Fotoğraf düzenleme uygulaması Hipstamatic kullanıcılarına fotoğrafa son halini vermeden önce onlarca farklı filtre ve araç sunuyor. Küçük oyunlarla günlük beyin jimnastiği ihtiyacını karşılayan Lumosity ise üyelik sırasında 4 aşamada tercih ve planlamayla kendimizi ne yönde geliştirmek istediğimizi seçmemizi istiyor. Ürün veya hizmetin içine kullanıcıyı birden sokarak ne olduğunu anlamaması yerine seçim ve tercihlerle kullanıcılara süreçle birlikte bir deneyim sunmak da kimi zaman doğru bir alternatiftir. Bunu değerlendirmek ve çeşitliliği göz önüne almak gerekir.


Görsel; Lumosity

Bigumigu eşkurucusu ve genel yayın yönetmeni Yalçın Pembecioğlu, kullanıcı deneyiminin iletişim dünyasında yarattığı fark vizyonuyla ele alarak Tinder’ın benimsediği sağa kaydırma hareketiyle çeşitlenen Cute or Not, LetsLunch uygulamalarını örnekledi. Bu iletişim yelpazesine bir de teknolojiyi ekleyen projeler arasına KFC’nin Double Zinger Deneyi ve S7 Airlines’ın katılımcıları beyin dalgalarıyla seyahat etmeye davet ettiği çalışmasına ekledi. Coca-Cola’nın içilebilir açıkhava reklamıyla kullanıcı deneyiminin her alanda her medyada aktif olarak gözlemlenebilen bir kavram olduğuna işaret etti.

Kullanıcı deneyimi ve arayüz tasarımcı Hasan Yalçın, ana akım tasarım dilleri olan flat, materyal, minimalist ve tepkisel tasarımın geleceği şekillendirdiği ve uyum sağlamanın herkesin faydasına olacağını vurguladı. Grafik, organik ve doğal arayüzlerin bu süreçte yeni anlamlar kazanacağı ve her birinin birbiriyle olan iletişiminin artacağını söyledi.

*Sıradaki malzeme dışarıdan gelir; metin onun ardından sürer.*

PR #6192, opened 2024-05-15
Fatboy unit detach bug + exFac footprint fix

clyfordv:
Issues:
1. Ordering "deploy" on the Fatboy will detach the unit under construction
2. External factory dummy anchorUnits had a lingering footprint in the blueprint that blocked structure construction (minor, but aesthetically bad)

Fixes:
1. Add a check in the fatboy script to make sure the detaching unit is complete--this could be generalized, but the fatboy is the only unit with this issue, and I believe it also has specific factory attach bone requirements
2. Trim the anchor unit blueprint to remove footprint + additional unnecessary values

Afterthoughts:
1. Anchor dummy unit still necessary to prevent selecting the exFac from the worldview


units/ZXA0003/ZXA0003_unit.bp
```diff
@@ -30,33 +30,18 @@ UnitBlueprint{
     Economy = {
```
Garanas, line 30: Are the changes in this file related to the fix?

clyfordv: Aye, specifically `SizeX`, `SizeY`, and `SizeZ`--if they're not zero the dummy unit shows a structure footprint that blocks construction. The rest were just unnecessary fields.

changelog/snippets/fix.6192.md
```diff
@@ -0,0 +1 @@
+(#6192) Removes an erroneous exFac dummy unit structure footprint, and prevents the fatboy from detaching units under construction when "deploy" is ordered.
```
Garanas, line 1: Can you turn this into two lines, e.g.:

(#6192) Removes an erroneous structure footprint from the dummy unit of external factories

(#6192) Fix a bug where deploying when building a unit in the external factory would detachg the unit under construction 

This primarily applies to the Fatboy.

lL1l1 (commented):
The unit inside the mobile factory still blocks construction.

clyfordv:
I was unaware of that, but I'm guessing it has to do with the build area needing to be free etc. etc. We could chase that goose but I think the return would be minimal, I was mostly worried about the little square popping up (which looked scuffed).

Garanas (approved):

PR #6194, opened 2024-05-18
Fix AI rating for sub-1.0 ratings

maudlin27:
##Issue
If a sub-1.0 AiX modifier is chosen, the rating impact was modified by 1 / (AiX - 1) previously.  So for example, a 0.9 rating modifier would have 10 times the normal modifier applied as a negative amount, wheras a 0.6 modifier would have 4 times the normal modifier applied as a negative amount.  In other words, a 0.9 AiX would have a far worse rating than a 0.6 AiX.

This removes the code applying this - there is no need for such a modification.

Created a lobby and used 0.9 and 0.6 AiX modifiers.

For example, with this change, M28's ratings are (on a 5km map):
0.9 AiX: 521 rating
0.6 AiX: 156 rating

Without this change, M28's ratings are:
0.9 AiX: -3279 rating
0.6 AiX: -595 rating

### DIFF
--- a/lua/ui/lobby/lobby.lua
+++ b/lua/ui/lobby/lobby.lua
@@ -493,14 +493,7 @@ function ComputeAIRating(gameOptions, aiLobbyProperties)
     local cheatBuildMultiplier = (tonumber(gameOptions.BuildMult) or 1.0) - 1.0
     local cheatResourceMultiplier = (tonumber(gameOptions.CheatMult) or 1.0) - 1.0
 
-    -- if they're smaller than 1.0 then the AI doesn't get better; it gets worse!
-    if cheatBuildMultiplier < 0 then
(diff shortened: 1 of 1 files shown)


Garanas:
I'm trying to think of the original reasoning of that snippet of code. Do you remember anything about it @maudlin27 ?

maudlin27:
No, my recollection was it was something you drafted and I thought 'ah because the numbers are negative it wouldn't work properly hence why Jip's added that', while I only tested with one negative number (probably -0.5) which gave a sensible result

maudlin27:
Another possibility is it was to try and reflect how a 50% reduction is equivalent to a 100% increase

Garanas:
Great find @maudlin27 , thank you for taking the time to look into it

PR #6200, opened 2024-05-20
commandmode.lua callback refactor

clyfordv:
Issues:
- `OnCommandIssued` is a long list of if else statements--aside from being generally unorganized it makes modifying the logic for different commands more difficult for modders.
- Minor detail: attack move commands give the default feedback blip instead of the attack feedback blip

Changes:
- Split the logic for the different `OnCommandIssued` sections into callback functions, and access those functions with a table keyed with the command type ('Repair', 'Reclaim', 'Attack' etc.).
- Modify the feedback blip for attack move to match its order line color
- Adds a SkipBlip field for the UserCommand table that allows callbacks to skip the feedback blip (like for build mobile, where a special blip is displayed corresponding to the mesh of the ordered blueprint).

Notes:
- Mod compatibility should remain, and hooking/modifying functions for the different order types should be easier


Garanas:
Great initiative 👍 

Would it be interesting to add the remaining callbacks, but have them be empty?

Garanas:
One interesting problem is that you can no longer hook these functions 'the usual way'. You'd also need to overwrite the definition in `OnCommandIssuedCallback` in order for the hook it to work.

One solution to that is to put them in a separate file. What are your thoughts on this?

clyfordv:
The hook would need to (with the current setup) look something like:

```lua
oldOnGuardIssued = OnGuardIssued

OnCommandIssuedCallback.OnGuardIssued = function(command)
    $NEW_LOGIC
    oldOnGuardIssued(command)
end
```
?

To me it isn't terribly different from hooking a class. I'm on the fence about putting it in a separate file for readability reasons, but the above doesn't seem so bad to me. We could also add a comment to the callback table indicating the proper hook format.

Garanas:
You're right; maybe I am a bit too anxious about it. Could you add a bit of documentation on how to hook these functions? Then we can merge this in.

PR #6205, opened 2024-05-21
Remove the 'CommandCaps' field from various blueprints that do not need it (part two)

Basilisk3:
When these fields are set to `false`, they can be safely removed from the blueprint.

## Checklist


Basilisk3:
@Garanas This one can be merged too now👍

Garanas:
I think these changes are also processed in https://github.com/FAForever/fa/pull/6271 , are you fine if I close this instead?

Basilisk3:
Yes, that is fine.

PR #6207, opened 2024-05-22
Fix free intel not being toggleable

lL1l1:

Adds 1 energy cost for spy plane jamming to make the jamming retoggling feature work with spy planes.

Spawned a radar for myself and a UEF spy plane on the enemy team. Toggled the full map vision cheat on then off to clear the spy plane's jammer blips. After some time, the blips return.

## Additional context

I looked into the `defaultcomponents.lua` `DisableUnitIntel` function and how the intel status is created in `blueprint-units.lua` and it seems like there is no way to create a free but toggleable intel since the table `AllIntel` isn't filled if all intel is free, but `DisableUnitIntel(disabler, intelType)` requires the `intelType` to be in `AllIntel`.

## Checklist

### DIFF
--- a/changelog/snippets/fix.6207.md
+++ b/changelog/snippets/fix.6207.md
@@ -1,1 +1,3 @@
-- (#6207) Fix UEF spy plane's jammer blips never reappearing after being seen.
+- (#6207) Fix free intel not being toggleable, which lead to UEF spy plane's jammer blips never reappearing after being seen.
+
+- (#6207) Fix Cybran ACU and SACU stealth not being toggleable.
--- a/changelog/snippets/fix.6207.md
+++ b/changelog/snippets/fix.6207.md
@@ -1,0 +1,1 @@
+- (#6207) Fix UEF spy plane's jammer blips never reappearing after being seen.
--- a/engine/Core/Blueprints/UnitBlueprint.lua
+++ b/engine/Core/Blueprints/UnitBlueprint.lua
@@ -987,7 +987,6 @@
 ---@field AllIntel table<IntelType, boolean>
 ---@field AllIntelRecharging table<IntelType, boolean>
 ---@field AllIntelMaintenanceFree table<IntelType, boolean>
----@field AllIntelFromEnhancements table<IntelType, boolean>
 ---@field AllIntelDisabledByEvent table<IntelType, table<string, boolean>>
 
 ---@class UnitBlueprintIntel
--- a/lua/defaultcomponents.lua
+++ b/lua/defaultcomponents.lua
@@ -124,8 +124,11 @@ IntelComponent = ClassSimple {
                     allIntelFromEnhancements[intel] = true
                 end
 
-                allIntelDisabledByEvent[intel] = allIntelDisabledByEvent[intel] or {}
-                if not allIntelDisabledByEvent[intel][disabler] then
+                local allIntelDisablers = allIntelDisabledByEvent[intel]
+                if not allIntelDisablers then
+                    allIntelDisabledByEvent[intel] = {}
+                end
+                if not allIntelDisablers[disabler] then
                     allIntelDisabledByEvent[intel][disabler] = true
                     self:DisableIntel(intel)
                     self:OnIntelDisabled(intel)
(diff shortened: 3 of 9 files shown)


Garanas:
How much does the Cybran Spy Plane consume for its maintenance? We could use that value instead of `1`, as `1` looks odd

lL1l1:
The Cybran spy plane doesn't consume anything since stealth never needs to be toggled, but UEF frigates use 5 energy.

lL1l1:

Sendloop‘un CTO’su Mert Hürtürk, sarkan program ve kahve ihtiyacına karşılık doğaçlama yürüttüğü konuşmasında tasarım içinde yer alan küçük detayların büyük farklar yarattığını ve bu detayların markalar tarafından sahiplenilerek kendilerini anlamlandırdığından bahsetti. Bu mikro etkileşimler kullanıcı deneyimini hissettirmeden değiştiren ve iyileştiren öğeler olduğu için ancak ortadan kalktığında varlığının fark edilebileceğinin üzerinde durdu.